To often we allow social services get a pass because of their good deeds, but never are asked for proving their impact on the community.  Homeless service providers must be held to a standard that requires them to place clients that seek help into housing with annual performance goals.  There also must be an attempt to move people as fast as possible out of the homeless situation.  Shelters are not always the answer for homeless people.  Many people can be successful with a less intrusive level of intervention.  Studies have shown that families and those with mental illness can be more successful going directly into housing support services.

  • ·  We all must lean to forgive and forget.

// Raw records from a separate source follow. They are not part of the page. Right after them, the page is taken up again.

PR #4437, opened 2024-11-14
[media] Support progressive playback

borongc:
This PR brings the progressive demuxer from Cobalt C25 to support progressive videos.

ProgressiveDemuxer is only enabled with `media_use_ffmpeg=false` and `use_starboard_media=true`, as Cobalt needs this for evergreen.

We should re-enable unit-tests for ProgressDemuxer (b/380335617) after this PR.

b/380285071

PR #10188, opened 2026-04-22
media: Remove Progressive playback implementation

osagie98:
Removes the Starboard `ProgressiveDemuxer` implementation, as well `kCobaltProgressivePlayback` media switch. Cobalt now rejects all queries for progressive content type support. When forced to create a `Demuxer` for a progressive content type, the `DemuxerManager` returns an error `DEMUXER_ERROR_NO_SUPPORTED_STREAMS`.

Additionally, the `HTMLMediaElementTest` `CanHandleCobaltProgressiveSupportQueries` has been renamed to `RejectsCobaltProgressiveSupportQueries`, and tests that `HTMLMediaElement` rejects all queries for progressive content type support.

This effectively reverts https://github.com/youtube/cobalt/pull/4437

Bug: 380854966


media/filters/demuxer_manager.cc
```diff
@@ -356,12 +347,8 @@ PipelineStatus DemuxerManager::CreateDemuxer(
...
     SetDemuxer(CreateFFmpegDemuxer());
 #elif BUILDFLAG(USE_STARBOARD_MEDIA)
-    if (base::FeatureList::IsEnabled(media::kCobaltProgressivePlayback)) {
-      SetDemuxer(CreateProgressiveDemuxer());
-    } else {
-      LOG(INFO) << "Cobalt progressive playback is disabled via base features.";
-      return DEMUXER_ERROR_PROGRESSIVE_DISABLED;
-    }
+    LOG(INFO) << "Progressive streams are unsupported.";
+      return DEMUXER_ERROR_NO_SUPPORTED_STREAMS;
```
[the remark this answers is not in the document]
osagie98: This is changed to `DEMUXER_ERROR_NO_SUPPORTED_STREAMS` as `DEMUXER_ERROR_PROGRESSIVE_DISABLED` implies that progressive support can be enabled, which it can't after this PR

media/filters/demuxer_manager.cc
```diff
@@ -356,12 +347,8 @@ PipelineStatus DemuxerManager::CreateDemuxer(
...
     SetDemuxer(CreateFFmpegDemuxer());
 #elif BUILDFLAG(USE_STARBOARD_MEDIA)
-    if (base::FeatureList::IsEnabled(media::kCobaltProgressivePlayback)) {
-      SetDemuxer(CreateProgressiveDemuxer());
-    } else {
-      LOG(INFO) << "Cobalt progressive playback is disabled via base features.";
-      return DEMUXER_ERROR_PROGRESSIVE_DISABLED;
-    }
+    LOG(INFO) << "Progressive streams are unsupported.";
+    return DEMUXER_ERROR_NO_SUPPORTED_STREAMS;
```
borongc, line 351: We should check if this changes error-reporting to the metrics.

kjyoun (approved):

media/filters/demuxer_manager.cc
kjyoun: agree that we need to check it, though it would be a separate PR and bug, when the error is not reported.

osagie98: They both map to a network state [format error](https://source.corp.google.com/h/github/youtube/cobalt/+/main:third_party/blink/renderer/platform/media/web_media_player_impl.cc;l=387-397;drc=dd10cf81e71a27d4832126f7fcd0afbadc50111a), so I don't think it makes a difference for qoe metrics, however it will affect UMA.

borongc (approved):

borongc:
plz update PR descriptions. Other than this, LGTM.

media/starboard/BUILD.gn
```diff
@@ -18,7 +18,6 @@ import("//starboard/build/buildflags.gni")
 
 assert(use_starboard_media, "This file is only for use_starboard_media builds")
 
-import("//media/media_options.gni")
```
kjyoun, line 21: why do you need this change? 

is it related with removing progressive playback?

media/starboard/BUILD.gn
```diff
@@ -116,17 +94,14 @@ source_set("starboard") {
     "//mojo/public/cpp/bindings:bindings",
     "//starboard:starboard_group",
     "//starboard/common",
+    "//third_party/abseil-cpp:absl",
```
kjyoun, line 97: is this intended?

media/starboard/BUILD.gn
```diff
@@ -116,17 +94,14 @@ source_set("starboard") {
...
     "//url",
   ]
 
   if (is_android) {
     deps += [ "//media/base/android" ]
   }
 
-  if (!media_use_ffmpeg) {
```
kjyoun, line 126: removal of this code is intended?

kjyoun (commented):
I found some changes in build.gn, which seems to be not related with this PR.

are they intended?

media/starboard/BUILD.gn
osagie98: This is essentially a revert of https://github.com/youtube/cobalt/pull/4437. That PR imports the media_options.gni file to add checks for progressive support (`if (!media_use_ffmpeg)`) so I removed it

media/starboard/BUILD.gn
osagie98: Yes, it used to be in a progressive-only block as abseil was only used in progressive files. Now abseil also used in other media files, so I moved it here.

media/starboard/BUILD.gn
osagie98: Yes

media/starboard/BUILD.gn
kjyoun: thanks for clarification

can you update description to mention this revert https://github.com/youtube/cobalt/pull/4437 ?

It will help us tracking

osagie98: Sure, done

hlwarriner (approved):
LGTM from `Cobalt Web API` perspective

third_party/blink/renderer/core/html/media/html_media_element.cc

We consistently, over the last ten years, have moved to punishing an individual for life for mistakes.  Felons, people with poor credit, and those with previous evictions are punished by not being extended housing and even employment.  Those who serve their time or seek legal relief from their debts should not be forced into a homeless situation for life.  Communities must figure out ways for those that make mistakes to reintegrate into society.  It serves no one to continue to punish these individuals so that these individuals are desperate or depressed or both.

  • ·  Access to comprehensive health care and prevention care is critical.

We have seen a growth in the medically indigent that sacrifice there housing for medicine or for an expensive operation.  Universal health care would solve this problem, but short of that communities need to develop special protocols for homeless people who are in need of medical treatment.

  • ·  Massive increases in Mental Health counseling needed for low income individuals.

Too often we treat the triggering factor for an individual’s homelessness, but we never get around to treating the reason the individual turned to drugs or crime.  There is such a huge demand for mental health counseling most communities have prioritized only those with a severe mental illness (those who are a danger to themselves or other,) as deserving of counseling and support.  States need to adopt mental health parity so that individuals will get the same health coverage for mental illness as with other health problems.  By adding counseling services for people with any depression, personality disorders, and other obstacles to stability, we will all live in a healthier community.  People could work through the anxiety and rage from a history of sexual abuse or child abuse.

 This was developed by the Homeless Coalition through regular meetings with homeless people.